Milk thistle extract silibinin reduces self-renewal of colorectal cancer stem cells

At the American Association for Cancer Research (AACR) Annual Meeting, a University of Colorado Cancer Center study showed that the chemical silibinin, purified from milk thistle extract, affects cell signaling associated with inflammation and thus also the formation and survival of colorectal cancer stem cells.

"We have been deeply involved in this line of research that extends from silibinin to its chemopreventive properties in colorectal cancer, and the current study takes another important step: we see both a likely chemopreventive mechanism and the result of this mechanism in animal models," says Sushil Kumar, PhD, postdoctoral fellow in the lab of Rajesh Agarwal, PhD, co-program leader of Cancer Prevention and Control at the CU Cancer Center and professor at the Skaggs School of Pharmacy and Pharmaceutical Sciences.

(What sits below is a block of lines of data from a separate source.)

PR #4018, opened 2026-07-10
feat(multitable): History Center batch-detail click-through to the record drawer (PR-C)

zensgit:
**Stacked on #4012 (PR-B) → #4007 (PR-A).** Land bottom-up with base retargeting per stacked-PR discipline.

R9 UX-parity audit finding (d): no way to jump from a History Center change row to the record itself.

### What
Record labels on non-delete change rows become buttons → `('open-record', {sheetId, recordId})` emitted by `HistoryBatchChangesList`, relayed verbatim by `HistoryCenterModal`, handled by the workbench **exactly like the Notification Center's click-to-locate** (`onNotificationNavigate` shape): `onSelectSheet` first for cross-sheet batches (declined unsaved-changes discard aborts — never locates in the wrong sheet), close the modal, then `resolveDeepLink` — loaded row → drawer; off-page → `getRecord` fetch; gone/denied → the existing `Record not found` toast. Delete rows stay plain text. **Zero new endpoints, zero new i18n labels** — reuses shipped deep-link machinery.

### Verification
- Modal-level: BUTTON chip emits exactly once with payload; delete row renders SPAN and cannot emit.
- Workbench-level (real mount): in-page hit (no fetch, no toast) · off-page `getRecord` success (no toast) · `getRecord` failure → not-found toast · cross-sheet → `selectSheet('sheet_2')` before locating.
- **Mutation-verified**: neutering the emit → exactly 5 red across both layers.
- Neighbors 7 files / 54 tests green; `vue-tsc` clean.
- Spec-infra fix folded in: jsdom shares one window per spec file, and the workbench mirrors selection into `#recordId=…` and deep-link-bootstraps FROM it on mount — a prior test's hash auto-fired `resolveDeepLink` on the next mount (phantom double-toast). `beforeEach` now clears the hash.

### Not covered
- Restored-after-delete records still render as plain text in old delete rows (chip enablement is action-shaped, not liveness-checked).
- The pinned-banner list relays the same emit (shared component) but has no dedicated spec case.

### DIFF
--- a/apps/web/src/multitable/components/HistoryBatchChangesList.vue
+++ b/apps/web/src/multitable/components/HistoryBatchChangesList.vue
@@ -11,7 +11,15 @@
     <li v-for="(c, i) in changes" :key="`${c.recordId}-${i}`" class="meta-hist__change" data-test="hist-change">
       <div class="meta-hist__change-summary">
         <span class="meta-hist__change-action" :data-action="c.action">{{ actionLabel(c.action) }}</span>
-        <span class="meta-hist__change-rec" :title="c.recordId" data-test="hist-rec-label">{{ recordDisplay(c) }}</span>
+        <button
+          v-if="c.action !== 'delete'"
+          type="button"
+          class="meta-hist__change-rec meta-hist__change-rec--link"
+          :title="c.recordId"
+          data-test="hist-rec-label"
+          @click="emit('open-record', { sheetId: c.sheetId, recordId: c.recordId })"
+        >{{ recordDisplay(c) }}</button>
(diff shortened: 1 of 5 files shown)


zensgit:
Rebased onto the updated PR-B (owner P1 layer-2∩layer-3 + P2 link per-side fixes inherited). Full neighbor sweep 7 files green + vue-tsc clean on the rebased stack. No PR-C-side changes — per the owner's review, click-through wiring itself had no new blockers. Will retarget base to main after upstream lands so full CI runs here.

The group compared mice chemically treated to develop inflammation-dependent colorectal cancer given silibinin to a control group not given the drug. The results were clear: mice given silibinin showed less incidence of macroadenomas indicative of colorectal cancer, whereas nearly all mice in the control group developed the disease. In addition, in the silibinin group, Kumar and co-authors saw minimal colon inflammation, and minimal incidences of rectal bleeding and rectal prolapse as frequently observed in control mice.

"Results indicate that silibinin feeding indeed provided the mice with protective effect," Kumar says.

In addition to demonstrating chemopreventive benefit of silibinin, the current study adds to our understanding of how silibinin offers this benefit. The answer is found in colorectal cancer stem cells (CSCs), which both replicate themselves and also give birth to the cells of colorectal cancers themselves. In the presence of inflammation, CSCs both reproduce themselves (self-renewal) and produce colorectal cancer cells at a greater rate, and cells produced in these conditions are also signaled to survive at greater rates.

A key component of this expansion and survival signaling are chemicals called interleukins (IL-4 and-6), which are essential in increasing the number of CSCs and also regulate CSCs survival and function. Silibinin blocks this interleukin 4/6 signaling and so decreases levels of CSC self renewal -promoting mRNAs.

"We have been following this CSC signaling back to its source and we see now that silibinin affects the signaling of colorectal cancer stem cells very near their genesis," Kumar says.

It is notoriously difficult to gain approval for clinical trials of chemopreventive agents due to the necessity of treating many, healthy people to affect the very few who would otherwise have developed disease. But Kumar and colleagues hope to further refine the science of silibinin's chemopreventive properties while eventually exploring this chemical as a strategy for cancer prevention in a human population.